Top of Information provided
PR #41, opened 2020-07-16
Change react map library from google-maps-react to google-map-react

miahsanchez:
I changed from google-maps-react to google-maps react to avoid the multiple maps error that we have been getting. I now had to create a new marker component and I chose a cute little icon for it :) I still need to add the customized info window but I think I will do this in another PR!


miahsanchez:
Screen Shot 2020-07-16 at 5 58 19 PM
map w markers :')

project/frontend/package.json
```diff
@@ -6,13 +6,15 @@
     "@testing-library/jest-dom": "^4.2.4",
     "@testing-library/react": "^9.3.2",
     "@testing-library/user-event": "^7.1.2",
+    "google-map-react": "^1.1.7",
     "google-maps-react": "^2.0.6",
```
surbhimadan1995, line 10: do we still need this?

alexcostaluiz: +1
Bottom of Information provided
Task directions: Look above for the line holding "I changed from". Print it and every line after it, exactly, through the line holding "map w markers :')".

Solution for this exercise:
I changed from google-maps-react to google-maps react to avoid the multiple maps error that we have been getting. I now had to create a new marker component and I chose a cute little icon for it :) I still need to add the customized info window but I think I will do this in another PR!


miahsanchez:
Screen Shot 2020-07-16 at 5 58 19 PM
map w markers :')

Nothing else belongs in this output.